Papers With

← All papers
First page of Synthetic Differential Geometry in Lean

Synthetic Differential Geometry in Lean

Riccardo Brasca, Gabriella Clemente

cs.LO Mar 18, 2026 · v1
formalization geometry
Read PDF arXiv abstract
TL;DR
Formalizes synthetic differential geometry and a multivariable Taylor theorem in Lean with mathlib.
Abstract
This article is about the formalization of synthetic differential geometry with the Lean proof assistant and the mathematical library mathlib. The main result we prove and formalize is a Taylor theorem for functions of several variables, where the series expansion is around an infinitesimal neighborhood. Most of our proofs are in fact new.

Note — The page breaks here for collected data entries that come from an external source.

PR #1523, opened 2022-04-21
Install distributed tracing

mgencur:
Pulling two commits from https://github.com/openshift-knative/serverless-operator/pull/1453 and sending them separately:
*Install Distributed Tracing
*Wait for OpenTelemetryCollector CR to be successfully applied

### DIFF
--- a/Makefile
+++ b/Makefile
@@ -115,12 +115,9 @@ test-upstream-e2e-mesh-testonly:
 
 test-upstream-e2e-mesh:
 	FULL_MESH="true" UNINSTALL_MESH="false" ./hack/mesh.sh
-	./hack/tracing.sh
-	FULL_MESH=true ./hack/install.sh
+	TRACING_BACKEND=zipkin TRACING_NAMESPACE=knative-eventing ./hack/tracing.sh
+	FULL_MESH=true TRACING_BACKEND=zipkin TRACING_NAMESPACE=knative-eventing ./hack/install.sh
 	FULL_MESH=true ./test/e2e-tests.sh
-	./hack/teardown.sh
-	TRACING_BACKEND=zipkin ./hack/tracing.sh
-	FULL_MESH=true TRACING_BACKEND=zipkin ./hack/install.sh
 	FULL_MESH=true TEST_KNATIVE_KAFKA=false TEST_KNATIVE_UPGRADE=false ./test/upstream-e2e-tests.sh
 
 # Run upstream E2E tests without upgrades.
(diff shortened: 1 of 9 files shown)


skonto:
This is awesome thanks @mgencur!

hack/lib/serverless.bash
```diff
@@ -155,6 +155,10 @@ function deploy_knativeserving_cr {
     deploy_with_kourier
   fi
 
+  if [[ $ENABLE_TRACING == "true" ]]; then
+    enable_serving_tracing
```
skonto, line 159: @pierDipi do you think Eventing should also integrate here? Afaik Eventing has its own setup for tracing tests?

Makefile
```diff
@@ -77,6 +90,7 @@ test-e2e-with-kafka-testonly:
 
 test-e2e-with-kafka:
 	UNINSTALL_STRIMZI="false" ./hack/strimzi.sh
+	./hack/tracing.sh
```
skonto, line 93: Is this equivalent to `install-tracing-opentelemetry` here? Should we replace with that to make it more explicit?

Makefile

Our investigations highlight the possibility of using mathlib to do constructive mathematics.
Problem

Synthetic differential geometry (SDG) provides an alternative foundation for differential calculus using nilpotent infinitesimals, but it had not been formalized in the Lean proof assistant with mathlib.

Approach

The authors formalize synthetic differential geometry in Lean 4 using the mathlib library. The main result proved and formalized is a Taylor theorem for functions of several variables, where the series expansion is around an infinitesimal neighborhood. Most proofs are new. The work highlights the possibility of using mathlib to do constructive mathematics within the SDG framework.

Results

The formalization produces a machine-checked proof of a multivariate Taylor theorem in the synthetic differential geometry setting, with most proofs being novel constructions developed during the formalization process.